Look below for the line containing "PR #399, opened 2026-05-13" and the line containing "- Also removes"; repeat exactly those two lines and all lines between them, and nothing else.

▶ **Entries supplied**
◆ ◆ ◆

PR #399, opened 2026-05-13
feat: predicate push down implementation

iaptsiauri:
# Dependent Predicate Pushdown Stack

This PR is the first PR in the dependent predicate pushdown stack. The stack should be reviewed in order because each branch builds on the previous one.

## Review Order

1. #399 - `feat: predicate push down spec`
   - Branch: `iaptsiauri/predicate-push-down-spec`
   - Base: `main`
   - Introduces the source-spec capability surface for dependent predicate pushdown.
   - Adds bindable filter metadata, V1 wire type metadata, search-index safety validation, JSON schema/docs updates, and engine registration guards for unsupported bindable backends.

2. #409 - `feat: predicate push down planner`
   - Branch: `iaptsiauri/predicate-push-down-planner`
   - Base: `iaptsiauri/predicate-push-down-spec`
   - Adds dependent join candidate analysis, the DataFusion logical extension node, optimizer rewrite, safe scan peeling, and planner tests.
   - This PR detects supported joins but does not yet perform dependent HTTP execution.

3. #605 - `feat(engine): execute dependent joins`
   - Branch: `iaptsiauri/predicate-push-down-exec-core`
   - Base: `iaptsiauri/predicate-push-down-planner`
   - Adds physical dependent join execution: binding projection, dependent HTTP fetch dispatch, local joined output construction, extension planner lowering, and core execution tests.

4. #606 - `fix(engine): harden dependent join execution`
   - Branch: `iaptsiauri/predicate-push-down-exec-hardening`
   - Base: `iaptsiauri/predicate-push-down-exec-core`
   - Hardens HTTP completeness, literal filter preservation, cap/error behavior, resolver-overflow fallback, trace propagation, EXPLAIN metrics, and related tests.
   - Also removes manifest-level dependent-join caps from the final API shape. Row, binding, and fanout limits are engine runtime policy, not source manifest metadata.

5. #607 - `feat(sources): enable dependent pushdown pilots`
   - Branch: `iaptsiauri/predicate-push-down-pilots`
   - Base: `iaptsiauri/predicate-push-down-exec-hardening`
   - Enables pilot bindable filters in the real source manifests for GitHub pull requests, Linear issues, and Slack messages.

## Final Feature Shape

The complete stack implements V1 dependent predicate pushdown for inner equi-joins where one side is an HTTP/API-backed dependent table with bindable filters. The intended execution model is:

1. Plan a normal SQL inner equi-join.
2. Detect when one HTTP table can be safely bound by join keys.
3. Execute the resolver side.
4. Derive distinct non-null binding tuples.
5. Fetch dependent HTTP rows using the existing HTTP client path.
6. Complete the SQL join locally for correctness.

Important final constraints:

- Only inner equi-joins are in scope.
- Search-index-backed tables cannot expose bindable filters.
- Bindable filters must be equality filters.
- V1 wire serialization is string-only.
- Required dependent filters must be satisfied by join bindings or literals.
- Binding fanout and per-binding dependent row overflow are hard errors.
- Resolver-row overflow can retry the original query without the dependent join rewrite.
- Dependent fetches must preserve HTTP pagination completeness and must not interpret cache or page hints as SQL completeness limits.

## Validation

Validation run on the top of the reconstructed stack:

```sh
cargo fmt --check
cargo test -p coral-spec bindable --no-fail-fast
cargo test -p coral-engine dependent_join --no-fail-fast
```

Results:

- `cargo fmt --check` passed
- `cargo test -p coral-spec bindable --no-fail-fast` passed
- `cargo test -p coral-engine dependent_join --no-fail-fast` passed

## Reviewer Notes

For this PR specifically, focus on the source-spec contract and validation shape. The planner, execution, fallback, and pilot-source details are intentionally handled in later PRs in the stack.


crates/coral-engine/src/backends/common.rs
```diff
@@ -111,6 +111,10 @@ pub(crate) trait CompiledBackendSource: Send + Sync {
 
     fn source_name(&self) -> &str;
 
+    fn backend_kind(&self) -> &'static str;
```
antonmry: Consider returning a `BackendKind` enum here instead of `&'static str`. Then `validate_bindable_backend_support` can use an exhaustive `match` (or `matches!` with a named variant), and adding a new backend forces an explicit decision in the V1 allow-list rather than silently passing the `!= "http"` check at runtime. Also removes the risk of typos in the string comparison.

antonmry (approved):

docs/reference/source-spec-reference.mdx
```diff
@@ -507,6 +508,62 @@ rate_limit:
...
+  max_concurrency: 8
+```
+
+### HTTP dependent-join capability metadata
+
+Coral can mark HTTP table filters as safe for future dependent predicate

◆ ◆ ◆

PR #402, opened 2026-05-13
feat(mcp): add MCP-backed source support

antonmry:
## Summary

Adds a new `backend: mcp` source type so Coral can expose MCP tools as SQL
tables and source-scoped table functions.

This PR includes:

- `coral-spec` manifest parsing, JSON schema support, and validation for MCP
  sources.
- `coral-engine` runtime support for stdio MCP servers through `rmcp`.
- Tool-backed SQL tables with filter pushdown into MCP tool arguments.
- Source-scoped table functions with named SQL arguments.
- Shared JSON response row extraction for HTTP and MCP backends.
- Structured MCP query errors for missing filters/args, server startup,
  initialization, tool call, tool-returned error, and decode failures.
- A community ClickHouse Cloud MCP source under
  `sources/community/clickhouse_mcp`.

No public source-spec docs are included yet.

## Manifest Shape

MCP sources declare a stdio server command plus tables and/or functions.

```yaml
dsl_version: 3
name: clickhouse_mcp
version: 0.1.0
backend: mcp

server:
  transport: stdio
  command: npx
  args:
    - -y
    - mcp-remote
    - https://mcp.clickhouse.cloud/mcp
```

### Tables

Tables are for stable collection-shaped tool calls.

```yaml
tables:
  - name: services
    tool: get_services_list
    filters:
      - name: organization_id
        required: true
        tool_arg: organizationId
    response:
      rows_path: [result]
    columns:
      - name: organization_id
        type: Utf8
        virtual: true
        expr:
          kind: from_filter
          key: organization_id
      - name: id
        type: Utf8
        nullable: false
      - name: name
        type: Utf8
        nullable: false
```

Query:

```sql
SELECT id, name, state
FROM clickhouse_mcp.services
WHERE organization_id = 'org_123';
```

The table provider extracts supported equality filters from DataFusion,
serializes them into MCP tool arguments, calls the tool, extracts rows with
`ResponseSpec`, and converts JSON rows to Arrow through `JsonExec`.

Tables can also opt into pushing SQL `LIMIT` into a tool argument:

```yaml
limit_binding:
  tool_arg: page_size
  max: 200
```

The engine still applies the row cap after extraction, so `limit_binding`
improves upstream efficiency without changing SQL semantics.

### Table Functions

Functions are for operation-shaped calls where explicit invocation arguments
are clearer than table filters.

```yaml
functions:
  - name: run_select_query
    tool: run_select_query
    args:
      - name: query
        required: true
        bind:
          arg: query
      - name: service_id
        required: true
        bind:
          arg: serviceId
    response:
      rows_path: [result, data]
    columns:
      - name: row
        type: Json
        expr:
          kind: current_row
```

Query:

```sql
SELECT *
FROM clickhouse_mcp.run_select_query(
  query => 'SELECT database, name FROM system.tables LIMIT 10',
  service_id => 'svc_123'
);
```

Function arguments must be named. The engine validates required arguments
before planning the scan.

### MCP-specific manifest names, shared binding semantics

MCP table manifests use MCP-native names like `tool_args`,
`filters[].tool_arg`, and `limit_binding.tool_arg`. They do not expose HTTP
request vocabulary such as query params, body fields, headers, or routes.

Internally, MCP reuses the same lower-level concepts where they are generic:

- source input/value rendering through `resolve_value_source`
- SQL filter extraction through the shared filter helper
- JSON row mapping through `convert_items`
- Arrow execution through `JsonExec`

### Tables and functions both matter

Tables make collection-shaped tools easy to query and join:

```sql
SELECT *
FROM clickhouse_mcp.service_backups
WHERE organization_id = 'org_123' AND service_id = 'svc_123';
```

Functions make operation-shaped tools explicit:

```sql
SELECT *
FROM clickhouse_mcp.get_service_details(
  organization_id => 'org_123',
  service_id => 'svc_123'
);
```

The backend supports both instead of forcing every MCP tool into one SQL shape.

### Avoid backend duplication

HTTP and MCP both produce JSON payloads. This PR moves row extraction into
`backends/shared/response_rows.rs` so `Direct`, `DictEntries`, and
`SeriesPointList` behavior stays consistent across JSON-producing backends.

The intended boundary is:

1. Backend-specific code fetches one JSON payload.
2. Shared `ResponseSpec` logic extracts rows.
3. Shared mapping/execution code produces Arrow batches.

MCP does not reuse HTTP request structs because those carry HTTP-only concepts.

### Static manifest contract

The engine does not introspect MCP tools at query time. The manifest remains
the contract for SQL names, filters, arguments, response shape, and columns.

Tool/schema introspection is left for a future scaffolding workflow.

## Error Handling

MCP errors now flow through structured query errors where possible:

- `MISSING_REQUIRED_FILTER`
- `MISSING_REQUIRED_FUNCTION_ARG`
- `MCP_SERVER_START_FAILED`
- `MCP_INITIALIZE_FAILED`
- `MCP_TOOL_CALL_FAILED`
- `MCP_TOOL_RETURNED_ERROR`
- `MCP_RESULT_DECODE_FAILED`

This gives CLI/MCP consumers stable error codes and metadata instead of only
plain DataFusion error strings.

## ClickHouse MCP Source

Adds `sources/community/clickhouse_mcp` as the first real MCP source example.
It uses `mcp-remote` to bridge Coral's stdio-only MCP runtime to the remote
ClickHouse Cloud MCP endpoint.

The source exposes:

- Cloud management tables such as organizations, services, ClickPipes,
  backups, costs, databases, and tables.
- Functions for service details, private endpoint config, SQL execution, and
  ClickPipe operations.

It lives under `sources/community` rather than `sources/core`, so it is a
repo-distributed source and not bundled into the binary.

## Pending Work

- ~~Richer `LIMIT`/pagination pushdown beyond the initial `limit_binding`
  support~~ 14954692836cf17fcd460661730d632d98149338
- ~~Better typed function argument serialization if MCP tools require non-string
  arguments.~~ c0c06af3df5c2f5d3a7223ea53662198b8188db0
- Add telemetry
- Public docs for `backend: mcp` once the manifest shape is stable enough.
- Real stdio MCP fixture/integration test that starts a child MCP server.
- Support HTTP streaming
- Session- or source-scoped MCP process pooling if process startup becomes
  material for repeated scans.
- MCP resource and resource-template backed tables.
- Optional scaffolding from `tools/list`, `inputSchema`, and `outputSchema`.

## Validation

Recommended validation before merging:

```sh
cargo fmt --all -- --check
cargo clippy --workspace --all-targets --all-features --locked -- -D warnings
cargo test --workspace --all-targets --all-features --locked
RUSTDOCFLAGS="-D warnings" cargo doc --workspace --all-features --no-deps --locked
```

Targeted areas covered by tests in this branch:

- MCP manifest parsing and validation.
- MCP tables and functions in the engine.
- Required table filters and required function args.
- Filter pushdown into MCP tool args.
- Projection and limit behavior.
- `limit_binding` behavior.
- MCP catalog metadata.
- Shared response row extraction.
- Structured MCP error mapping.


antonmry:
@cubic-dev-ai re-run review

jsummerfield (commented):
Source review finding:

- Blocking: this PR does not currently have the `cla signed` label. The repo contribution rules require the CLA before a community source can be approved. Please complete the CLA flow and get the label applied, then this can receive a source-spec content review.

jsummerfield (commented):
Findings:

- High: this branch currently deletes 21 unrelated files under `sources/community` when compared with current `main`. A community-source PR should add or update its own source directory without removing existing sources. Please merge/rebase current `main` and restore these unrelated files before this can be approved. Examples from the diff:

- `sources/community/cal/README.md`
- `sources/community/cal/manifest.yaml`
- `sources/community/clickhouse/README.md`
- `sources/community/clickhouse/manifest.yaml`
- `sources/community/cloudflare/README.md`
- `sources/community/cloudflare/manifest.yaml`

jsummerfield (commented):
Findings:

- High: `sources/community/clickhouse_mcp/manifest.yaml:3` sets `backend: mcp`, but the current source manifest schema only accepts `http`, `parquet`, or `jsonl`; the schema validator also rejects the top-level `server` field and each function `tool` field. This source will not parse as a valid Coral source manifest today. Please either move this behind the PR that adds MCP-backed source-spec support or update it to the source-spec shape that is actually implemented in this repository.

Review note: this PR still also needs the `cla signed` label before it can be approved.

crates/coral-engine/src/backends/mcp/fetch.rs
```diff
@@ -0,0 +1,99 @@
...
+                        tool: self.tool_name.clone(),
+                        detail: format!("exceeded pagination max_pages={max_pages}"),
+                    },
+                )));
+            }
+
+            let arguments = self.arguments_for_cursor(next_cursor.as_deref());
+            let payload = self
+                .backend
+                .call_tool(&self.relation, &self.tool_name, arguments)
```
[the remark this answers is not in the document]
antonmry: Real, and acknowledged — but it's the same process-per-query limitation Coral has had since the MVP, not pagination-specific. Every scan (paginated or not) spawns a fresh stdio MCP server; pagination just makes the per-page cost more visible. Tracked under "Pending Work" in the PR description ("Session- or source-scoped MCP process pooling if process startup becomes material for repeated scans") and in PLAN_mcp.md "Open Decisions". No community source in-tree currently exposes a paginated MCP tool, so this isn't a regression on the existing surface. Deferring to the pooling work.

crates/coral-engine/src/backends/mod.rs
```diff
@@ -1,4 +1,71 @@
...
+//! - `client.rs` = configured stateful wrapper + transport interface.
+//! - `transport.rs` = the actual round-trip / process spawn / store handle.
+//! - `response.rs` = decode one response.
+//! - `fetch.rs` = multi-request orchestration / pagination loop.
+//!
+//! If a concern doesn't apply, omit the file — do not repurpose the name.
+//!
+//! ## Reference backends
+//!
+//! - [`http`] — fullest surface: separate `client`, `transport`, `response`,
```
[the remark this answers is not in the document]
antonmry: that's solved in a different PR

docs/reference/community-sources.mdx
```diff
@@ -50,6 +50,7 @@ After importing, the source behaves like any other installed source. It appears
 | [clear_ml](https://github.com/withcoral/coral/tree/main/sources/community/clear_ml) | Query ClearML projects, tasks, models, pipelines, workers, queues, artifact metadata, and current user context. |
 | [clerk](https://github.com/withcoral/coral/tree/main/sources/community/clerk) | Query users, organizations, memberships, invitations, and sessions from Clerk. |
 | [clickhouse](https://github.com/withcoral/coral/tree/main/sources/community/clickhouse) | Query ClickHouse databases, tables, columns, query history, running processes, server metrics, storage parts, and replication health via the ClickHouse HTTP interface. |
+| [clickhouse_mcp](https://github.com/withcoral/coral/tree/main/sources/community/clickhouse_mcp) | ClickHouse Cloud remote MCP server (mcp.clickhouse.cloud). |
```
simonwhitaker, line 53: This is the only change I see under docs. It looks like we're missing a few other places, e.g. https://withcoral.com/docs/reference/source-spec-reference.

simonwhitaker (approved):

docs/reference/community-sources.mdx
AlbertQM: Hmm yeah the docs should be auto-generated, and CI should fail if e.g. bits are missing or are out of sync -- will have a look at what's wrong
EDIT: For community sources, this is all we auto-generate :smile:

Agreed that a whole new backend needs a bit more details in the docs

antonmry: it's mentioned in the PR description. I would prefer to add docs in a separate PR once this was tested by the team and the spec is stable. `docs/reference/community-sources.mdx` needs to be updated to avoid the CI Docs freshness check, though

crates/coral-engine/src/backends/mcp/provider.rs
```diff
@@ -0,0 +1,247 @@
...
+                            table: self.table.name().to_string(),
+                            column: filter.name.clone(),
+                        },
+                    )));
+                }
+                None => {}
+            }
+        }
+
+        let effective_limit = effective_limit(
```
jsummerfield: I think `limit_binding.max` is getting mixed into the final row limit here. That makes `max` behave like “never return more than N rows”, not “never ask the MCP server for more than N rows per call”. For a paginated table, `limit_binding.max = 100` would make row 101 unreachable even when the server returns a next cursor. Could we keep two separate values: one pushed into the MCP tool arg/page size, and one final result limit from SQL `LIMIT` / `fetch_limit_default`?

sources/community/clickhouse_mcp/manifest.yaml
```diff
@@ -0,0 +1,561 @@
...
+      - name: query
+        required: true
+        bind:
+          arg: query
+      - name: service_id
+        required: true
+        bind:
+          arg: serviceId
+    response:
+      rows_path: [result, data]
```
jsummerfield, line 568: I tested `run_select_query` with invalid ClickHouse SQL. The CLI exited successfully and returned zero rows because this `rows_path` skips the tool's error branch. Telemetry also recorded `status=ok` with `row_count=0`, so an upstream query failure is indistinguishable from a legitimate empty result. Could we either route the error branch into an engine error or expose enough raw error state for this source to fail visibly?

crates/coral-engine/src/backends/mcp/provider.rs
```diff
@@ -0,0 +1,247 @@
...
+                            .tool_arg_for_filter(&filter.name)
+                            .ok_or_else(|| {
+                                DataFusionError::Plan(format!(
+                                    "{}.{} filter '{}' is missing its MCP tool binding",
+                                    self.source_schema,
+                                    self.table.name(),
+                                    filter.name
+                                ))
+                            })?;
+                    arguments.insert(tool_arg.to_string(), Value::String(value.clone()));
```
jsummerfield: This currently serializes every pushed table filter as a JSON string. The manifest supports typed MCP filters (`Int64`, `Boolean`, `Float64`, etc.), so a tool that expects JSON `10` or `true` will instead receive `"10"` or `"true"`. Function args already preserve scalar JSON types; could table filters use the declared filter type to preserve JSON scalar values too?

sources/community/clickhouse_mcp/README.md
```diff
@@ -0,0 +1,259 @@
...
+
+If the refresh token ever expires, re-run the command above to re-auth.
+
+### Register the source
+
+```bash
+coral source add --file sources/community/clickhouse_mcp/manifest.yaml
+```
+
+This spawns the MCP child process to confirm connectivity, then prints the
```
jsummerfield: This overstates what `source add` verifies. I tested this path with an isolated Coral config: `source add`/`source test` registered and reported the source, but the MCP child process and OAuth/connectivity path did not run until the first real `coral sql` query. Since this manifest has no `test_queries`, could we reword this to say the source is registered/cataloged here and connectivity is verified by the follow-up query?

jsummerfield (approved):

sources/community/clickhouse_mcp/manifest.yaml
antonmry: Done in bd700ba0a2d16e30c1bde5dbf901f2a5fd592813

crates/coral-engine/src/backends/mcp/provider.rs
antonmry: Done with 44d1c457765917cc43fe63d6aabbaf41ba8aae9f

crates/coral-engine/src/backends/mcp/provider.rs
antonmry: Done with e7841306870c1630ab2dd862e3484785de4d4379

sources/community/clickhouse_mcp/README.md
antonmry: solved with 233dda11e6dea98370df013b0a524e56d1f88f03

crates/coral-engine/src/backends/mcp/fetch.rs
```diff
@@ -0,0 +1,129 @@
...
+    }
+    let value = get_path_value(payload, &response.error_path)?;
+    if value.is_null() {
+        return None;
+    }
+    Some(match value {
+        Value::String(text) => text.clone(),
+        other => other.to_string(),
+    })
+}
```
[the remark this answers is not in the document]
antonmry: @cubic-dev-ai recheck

◆ ◆ ◆

▶ **Response**
PR #399, opened 2026-05-13
feat: predicate push down implementation

iaptsiauri:
# Dependent Predicate Pushdown Stack

This PR is the first PR in the dependent predicate pushdown stack. The stack should be reviewed in order because each branch builds on the previous one.

## Review Order

1. #399 - `feat: predicate push down spec`
   - Branch: `iaptsiauri/predicate-push-down-spec`
   - Base: `main`
   - Introduces the source-spec capability surface for dependent predicate pushdown.
   - Adds bindable filter metadata, V1 wire type metadata, search-index safety validation, JSON schema/docs updates, and engine registration guards for unsupported bindable backends.

2. #409 - `feat: predicate push down planner`
   - Branch: `iaptsiauri/predicate-push-down-planner`
   - Base: `iaptsiauri/predicate-push-down-spec`
   - Adds dependent join candidate analysis, the DataFusion logical extension node, optimizer rewrite, safe scan peeling, and planner tests.
   - This PR detects supported joins but does not yet perform dependent HTTP execution.

3. #605 - `feat(engine): execute dependent joins`
   - Branch: `iaptsiauri/predicate-push-down-exec-core`
   - Base: `iaptsiauri/predicate-push-down-planner`
   - Adds physical dependent join execution: binding projection, dependent HTTP fetch dispatch, local joined output construction, extension planner lowering, and core execution tests.

4. #606 - `fix(engine): harden dependent join execution`
   - Branch: `iaptsiauri/predicate-push-down-exec-hardening`
   - Base: `iaptsiauri/predicate-push-down-exec-core`
   - Hardens HTTP completeness, literal filter preservation, cap/error behavior, resolver-overflow fallback, trace propagation, EXPLAIN metrics, and related tests.
   - Also removes manifest-level dependent-join caps from the final API shape. Row, binding, and fanout limits are engine runtime policy, not source manifest metadata.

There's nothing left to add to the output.